I will be talking a lot about the Apple TV show Severance in this post, including spoilers for season 2! If you haven’t watched yet and don’t want to be spoiled, skip this one. Otherwise, welcome to the calamitous ORTBO.
I have not polled the subscribers of my Substack to get a sense of how many of you share my current deep focus on Severance, but I know there are at least a few of you who have joined me in the rabbit hole. This show has been special to me in a way that I have not experienced since I watched Lost weekly for years in middle and high school. Not only do I love the show and want to talk about it a lot and reflect on it, but so do a lot of people I know.
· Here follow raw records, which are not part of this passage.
PR #934, opened 2019-01-23
Fix compatibility with Android Studio 3.3

MatkovIvan:
* [ ] Did you add unit tests?

## Description

Fix compatibility with Android Studio 3.3

### DIFF
--- a/build.gradle
+++ b/build.gradle
@@ -13,10 +13,10 @@ buildscript {
     }
 
     dependencies {
-        classpath 'com.android.tools.build:gradle:3.2.1'
+        classpath 'com.android.tools.build:gradle:3.3.0'
         classpath 'com.jfrog.bintray.gradle:gradle-bintray-plugin:1.8.0'
         classpath 'com.github.dcendents:android-maven-gradle-plugin:2.0'
-        classpath 'com.google.gms:google-services:4.0.1'
+        classpath 'com.google.gms:google-services:4.2.0'
         classpath 'org.kt3k.gradle.plugin:coveralls-gradle-plugin:2.8.2'
     }
 }
--- a/scripts/publish-github-release.sh
+++ b/scripts/publish-github-release.sh
@@ -5,7 +5,7 @@ GITHUB_ACCESS_TOKEN=${1:-$GITHUB_ACCESS_TOKEN}
 GITHUB_API_URL_TEMPLATE="https://%s.github.com/repos/%s/%s?access_token=%s%s"
 GITHUB_API_HOST="api"
 GITHUB_UPLOAD_HOST="uploads"
-BINARY_FILE_FILTER="*release.aar"
+BINARY_FILE_FILTER="*.aar"
 JQ_COMMAND=jq
 PUBLISH_VERSION="$(grep "versionName = '" versions.gradle | awk -F "[']" '{print $2}')"
 
--- a/sdk/appcenter-push/build.gradle
+++ b/sdk/appcenter-push/build.gradle
@@ -6,4 +6,7 @@ dependencies {
 
     api "com.google.firebase:firebase-core:16.0.1"
     api "com.google.firebase:firebase-messaging:17.0.0"
+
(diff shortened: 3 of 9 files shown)


build.gradle
```diff
@@ -13,10 +13,10 @@ buildscript {
     }
 
     dependencies {
-        classpath 'com.android.tools.build:gradle:3.2.1'
+        classpath 'com.android.tools.build:gradle:3.3.0'
         classpath 'com.jfrog.bintray.gradle:gradle-bintray-plugin:1.8.0'
         classpath 'com.github.dcendents:android-maven-gradle-plugin:2.0'
-        classpath 'com.google.gms:google-services:4.0.1'
```
guperrot: Can you comment on this change? Is this necessary for push? Do we have to update docs and portal for the google plugin version?

sdk/appcenter-push/build.gradle
```diff
@@ -6,4 +6,7 @@ dependencies {
 
     api "com.google.firebase:firebase-core:16.0.1"
     api "com.google.firebase:firebase-messaging:17.0.0"
+
+    // Resolve version conflict with firebase-core (support-v4:26.1.0) and compile-only support-annotations
+    implementation "com.android.support:support-v4:${rootProject.ext.supportLibVersion}"
```
guperrot: Did you check bintray upload does not expose the dependency for that one?

sdk/build.gradle
```diff
@@ -90,13 +90,14 @@ subprojects {
...
+        sourceDirectories.from = files(["$projectDir/src/main/java"])
+        classDirectories.from = files([
                 fileTree(dir: "$buildDir/intermediates/classes/debug", excludes: fileFilter),
                 fileTree(dir: "$buildDir/intermediates/javac/debug/compileDebugJavaWithJavac/classes", excludes: fileFilter)
         ])
-        executionData = fileTree(dir: buildDir, includes: [
+        executionData.from = fileTree(dir: buildDir, includes: [
                 'jacoco/testDebugUnitTest.exec',
+                'outputs/code_coverage/debugAndroidTest/connected/*coverage.ec',
                 'outputs/code-coverage/connected/*coverage.ec'
```
guperrot: We keep the old one for previous android versions or is there another reason?

sdk/appcenter-push/build.gradle
guperrot: Exposed but as runtime dependency, not sure about the impact, can you check?

build.gradle
guperrot: It's ok to test latest versions, just wanted to make sure it was not a requirement. If you already tested push we can keep it.

sdk/build.gradle
guperrot: Let's add a comment then.

guperrot: Hum can you test with only the new path? Since we use the latest android plugin it should not have to handle previous versions.

scripts/publish-github-release.sh
```diff
@@ -5,7 +5,7 @@ GITHUB_ACCESS_TOKEN=${1:-$GITHUB_ACCESS_TOKEN}
 GITHUB_API_URL_TEMPLATE="https://%s.github.com/repos/%s/%s?access_token=%s%s"
 GITHUB_API_HOST="api"
 GITHUB_UPLOAD_HOST="uploads"
-BINARY_FILE_FILTER="*release.aar"
+BINARY_FILE_FILTER="*.aar"
```
guperrot: We should look for possible impact on xamarin unity build.sh -t=externals before merging.

guperrot: Yeah we have multiple references to `-release.aar` on the .NET repo, we should have the PR ready (don't merge) before merging this.

We might want to check Unity repo too.

MatkovIvan:
image

scripts/publish-github-release.sh
MatkovIvan: It's a bug: https://github.com/gradle/gradle/issues/8328
Let's revert gradle to 5.0 for now. Updated masks in the scripts are correct for both versions.

PR #936, opened 2019-01-26
Fix push on develop

guperrot:
Push is broken on develop with the changes from Android Studio 3.3.

### DIFF
--- a/sdk/appcenter-push/build.gradle
+++ b/sdk/appcenter-push/build.gradle
@@ -4,6 +4,8 @@ evaluationDependsOn(':sdk')
 dependencies {
     api project(':sdk:appcenter')
 
+    //noinspection GradleDependency cannot update this without sync error, but app can update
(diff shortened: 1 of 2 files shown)


sdk/appcenter-push/build.gradle
```diff
@@ -4,6 +4,8 @@ evaluationDependsOn(':sdk')
 dependencies {
     api project(':sdk:appcenter')
 
+    //noinspection GradleDependency cannot update this without sync error, but app can update
     api "com.google.firebase:firebase-core:16.0.1"
+    //noinspection GradleDependency cannot update this without sync error, but app can update
```
jwallra: Is this something that we need to document?  It could be confusing for people to see AC uses an older firebase version and then not knowing if they can update.

guperrot: No it's not documented, it should be a separate task though, this comment is not adding anything new compared to master and this PR needs to be merged asap as develop broken.

PR #937, opened 2019-01-28
Addition to #932

MatkovIvan:
* [x] Did you add unit tests?

## Description

Addition to #932

## Related PRs or issues

#932

### DIFF
--- a/sdk/appcenter/src/main/java/com/microsoft/appcenter/utils/storage/DatabaseManager.java
+++ b/sdk/appcenter/src/main/java/com/microsoft/appcenter/utils/storage/DatabaseManager.java
@@ -299,7 +299,7 @@ public class DatabaseManager implements Closeable {
     @Override
     public void close() {
         try {
-            getDatabase().close();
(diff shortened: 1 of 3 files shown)


sdk/appcenter/src/main/java/com/microsoft/appcenter/utils/storage/DatabaseManager.java
```diff
@@ -350,9 +352,14 @@ SQLiteDatabase getDatabase() {
         try {
             return mSQLiteOpenHelper.getWritableDatabase();
         } catch (RuntimeException e) {
+            AppCenterLog.warn(LOG_TAG, "Failed to open database. Trying to delete database (may be corrupted).", e);
 
             /* First error, try to delete database (may be corrupted). */
-            mContext.deleteDatabase(mDatabase);
+            if (mContext.deleteDatabase(mDatabase)) {
```
ElektrojungeMS: We should document this behavior to let customers know that we only ever delete data to recover from this fatal error scenario.

PR #817, opened 2018-09-25
Work in progress for pause/resume transmisssion target

guperrot:

PR #940, opened 2019-02-02
Expose title message when background Push notification is pressed

Quan-Jin:

* [ ] Did you add unit tests?

## Description

1. Add a private set to store the received push intents
2. Use message id to get current intent when click the notification from back end

## Related PRs or issues

[#817](https://github.com/Microsoft/AppCenter-SDK-DotNet/issues/817)

### DIFF
--- a/sdk/appcenter-push/src/main/java/com/microsoft/appcenter/push/Push.java
+++ b/sdk/appcenter-push/src/main/java/com/microsoft/appcenter/push/Push.java
@@ -433,10 +433,9 @@ public class Push extends AbstractAppCenterService {
                 PushNotifier.handleNotification(context, pushIntent);
             }
 
-            if(mReceivedIntents == null){
+            if (mReceivedIntents == null) {
                 mReceivedIntents = new HashSet<>();
             }
-
             mReceivedIntents.add(pushIntent);
         } else {
             final PushNotification notification = new PushNotification(pushIntent);
--- a/sdk/appcenter-push/src/main/java/com/microsoft/appcenter/push/Push.java
+++ b/sdk/appcenter-push/src/main/java/com/microsoft/appcenter/push/Push.java
@@ -380,7 +380,7 @@ public class Push extends AbstractAppCenterService {
                 AppCenterLog.debug(LOG_TAG, "Push intent extras=" + intent.getExtras());
 
                 Intent currentPushIntent = null;
-                if (mReceivedIntents != null) {
+                if (mReceivedIntents != null && !mReceivedIntents.isEmpty()) {
                     for (Intent receivedIntent : mReceivedIntents) {
                         if (googleMessageId.equals(PushIntentUtils.getMessageId(receivedIntent))) {
                             currentPushIntent = receivedIntent;
--- a/sdk/appcenter-push/src/main/java/com/microsoft/appcenter/push/Push.java
+++ b/sdk/appcenter-push/src/main/java/com/microsoft/appcenter/push/Push.java
@@ -23,6 +23,7 @@ import com.microsoft.appcenter.utils.UserIdContext;
 import com.microsoft.appcenter.utils.async.AppCenterFuture;
 
 import java.util.HashMap;
+import java.util.HashSet;
 import java.util.Map;
 
 /**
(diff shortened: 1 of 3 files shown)


jinquan2019:
Can anyone help to share the error log for failed build because I have no permission to view the build log? Then I can try to investigate the build error for it.

sdk/appcenter-push/src/main/java/com/microsoft/appcenter/push/Push.java
```diff
@@ -79,6 +80,12 @@
      */
     private String mFirstGoogleMessageId;
 
+    /**
+     * Save Received message Intents to generate push notification
+     * when click notification from background
+     */
+    private HashSet<Intent> mReceivedIntents;
```
guperrot: Please use Map<String, Intent> where String is the googleMessageId, that way we can avoid the for loop.

sdk/appcenter-push/src/main/java/com/microsoft/appcenter/push/Push.java
```diff
@@ -367,10 +375,21 @@ private synchronized void checkPushInIntent(Activity activity, Intent intent) {
...
                 }
-                PushNotification notification = new PushNotification(intent);
+
                 AppCenterLog.info(LOG_TAG, "Clicked push message from background id=" + googleMessageId);
                 mLastGoogleMessageId = googleMessageId;
                 AppCenterLog.debug(LOG_TAG, "Push intent extras=" + intent.getExtras());
+
+                Intent currentPushIntent = intent;
+                for (Intent receivedIntent : mReceivedIntents) {
+                    if (googleMessageId.equals(PushIntentUtils.getMessageId(receivedIntent))) {
```
guperrot: Switch to map as mentioned in the other comment.
Also please add a comment every time there is a newline to start a new code block.

sdk/appcenter-push/src/main/java/com/microsoft/appcenter/push/Push.java
```diff
@@ -367,10 +375,21 @@ private synchronized void checkPushInIntent(Activity activity, Intent intent) {
...
+                        currentPushIntent = receivedIntent;
+                        mReceivedIntents.remove(receivedIntent);
+                        break;
+                    }
+                }
+
+                PushNotification notification = new PushNotification(currentPushIntent);
```
guperrot: Please add a block comment or remove newline.

sdk/appcenter-push/src/main/java/com/microsoft/appcenter/push/Push.java
guperrot: Please also add final and use interface and not implementation, also init it directly here with default constructor.

Quan-Jin: Updated

sdk/appcenter-push/src/main/java/com/microsoft/appcenter/push/Push.java
Quan-Jin: updated

sdk/appcenter-push/src/main/java/com/microsoft/appcenter/push/Push.java
```diff
@@ -105,6 +111,7 @@
     private Push() {
         mFactories = new HashMap<>();
         mFactories.put(PushInstallationLog.TYPE, new PushInstallationLogFactory());
+        mReceivedIntents = new HashMap<>();
```
guperrot: This can be moved to declaration.

sdk/appcenter-push/src/main/java/com/microsoft/appcenter/push/Push.java
```diff
@@ -367,10 +374,17 @@ private synchronized void checkPushInIntent(Activity activity, Intent intent) {
...
                 }
-                PushNotification notification = new PushNotification(intent);
+
                 AppCenterLog.info(LOG_TAG, "Clicked push message from background id=" + googleMessageId);
                 mLastGoogleMessageId = googleMessageId;
                 AppCenterLog.debug(LOG_TAG, "Push intent extras=" + intent.getExtras());
+
+                /* Try to get the received push intent via google message id. */
+                Intent currentPushIntent = mReceivedIntents.get(googleMessageId);
+                if (currentPushIntent == null) {
```
guperrot: This is precisely what will make the feature unreliable. If the process is restarted before clicking on the notification will be missing title and message. This is thus not a solution that should get recommended as users will need guarantee if they need to read those fields.

guperrot:
This is more complex than expected and requires some design changes, we are postponing this due to other priorities.

Issue #941, opened 2019-02-04
Issue sending logs on Internal wifi network to App center


sonu1:
### **Description**

Having Issues sending logs to App Center on SSID network. 
**Location :**  appcenter\utils\NetworkStateHelper.javaNetworkStateHelper.java
Class NetworkStateHelper  ->   Method reopen() --> public void onAvailable(Network network) method is not called when the SSID network is connected. Is there a work around for this.

### **Repro Steps**

Please list the steps used to reproduce your issue.

1. Connecting to SSID network.
2. appcenter\utils\NetworkStateHelper.javaNetworkStateHelper.java.
Class NetworkStateHelper  ->   Method reopen() --> public void onAvailable(Network network) method is not called when the SSID network is connected. Is there a work.

### **Details**

1. Which SDK version are you using?
    1.11.2
2. Which OS version did you experience the issue on?
    - e.g. Android 6.0.1
3. What device version did you see this error on?  Were you using an emulator or a physical device?
      all devices tested on.
4. What third party libraries are you using?
    NA
5. Please enable verbose logging for your app using `AppCenter.setLogLevel(Log.VERBOSE)` before your call to `AppCenter.start(...)` and include the logs here:

D/AppCenter: Call triggered with no network connectivity, waiting network to become available...
D/AppCenter: Call triggered with no network connectivity, waiting network to become available...
D/AppCenter: checkPendingLogs(group_core) pendingLogCount=0
D/AppCenter: checkPendingLogs(group_analytics) pendingLogCount=0

sonu1:
Hi @MatkovIvan , can you please advice regarding the timeline for this fix. And why is this happening?  Thanks.

MatkovIvan:
Hi @sonu1,

You can review the fix [here](https://github.com/Microsoft/AppCenter-SDK-Android/pull/943) if you are interested.

As I wrote to you in intercom, we release the SDKs every month, but I'm not sure that this fix will be included in the February one.

Thanks,
Ivan

MatkovIvan:
The fix has been merged and will be available in the March release of the SDK.
Keeping issue open until release with the fix.

guperrot:
If you are interested in testing a pre-release of the SDK you can add:

```
repositories {
    maven {
        url  "https://dl.bintray.com/vsappcenter/appcenter-snapshot" 
    }
}
```

[...]

PR #943, opened 2019-02-06
Fix network connection state tracking

MatkovIvan:
* [x] Did you add unit tests?

## Description

Fix network connection state tracking

## Related PRs or issues

#941

### DIFF
--- a/sdk/appcenter/src/main/java/com/microsoft/appcenter/http/HttpClientNetworkStateHandler.java
+++ b/sdk/appcenter/src/main/java/com/microsoft/appcenter/http/HttpClientNetworkStateHandler.java
@@ -42,6 +42,9 @@ public class HttpClientNetworkStateHandler extends HttpClientDecorator implement
         Call call = new Call(mDecoratedApi, url, method, headers, callTemplate, serviceCallback);
         if (mNetworkStateHelper.isNetworkConnected()) {
             call.run();
+
+            /* Send pending call(s), if any. It can be the case if a network state update event is missing. */
+            onNetworkStateUpdated(true);
         } else {
             mCalls.add(call);
             AppCenterLog.debug(LOG_TAG, "Call triggered with no network connectivity, waiting network to become available...");
--- a/sdk/appcenter/src/main/java/com/microsoft/appcenter/http/HttpClientNetworkStateHandler.java
+++ b/sdk/appcenter/src/main/java/com/microsoft/appcenter/http/HttpClientNetworkStateHandler.java
@@ -42,9 +42,6 @@ public class HttpClientNetworkStateHandler extends HttpClientDecorator implement
         Call call = new Call(mDecoratedApi, url, method, headers, callTemplate, serviceCallback);
         if (mNetworkStateHelper.isNetworkConnected()) {
             call.run();
-
-            /* Send pending call(s), if any. It can be the case if a network state update event is missing. */
-            onNetworkStateUpdated(true);
         } else {
             mCalls.add(call);
             AppCenterLog.debug(LOG_TAG, "Call triggered with no network connectivity, waiting network to become available...");
--- a/sdk/appcenter/src/main/java/com/microsoft/appcenter/utils/NetworkStateHelper.java
+++ b/sdk/appcenter/src/main/java/com/microsoft/appcenter/utils/NetworkStateHelper.java
@@ -188,7 +188,8 @@ public class NetworkStateHelper implements Closeable {
      * Handle network available update on API level >= 21.
      */
     @RequiresApi(api = Build.VERSION_CODES.LOLLIPOP)
-    private synchronized void onNetworkAvailable(@SuppressWarnings("unused") Network network) {
+    private synchronized void onNetworkAvailable(Network network) {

Shared media obsession events like this are increasingly rare in a splintered streaming world! This experience has been a delight and has carved out a loving sanctuary for Ben Stiller in my heart. Even more special to me is how this show has created opportunities for me to have in depth, unflinching discussions with friends and colleagues about worker’s rights, trauma, grief, autonomy and what it means to be a person.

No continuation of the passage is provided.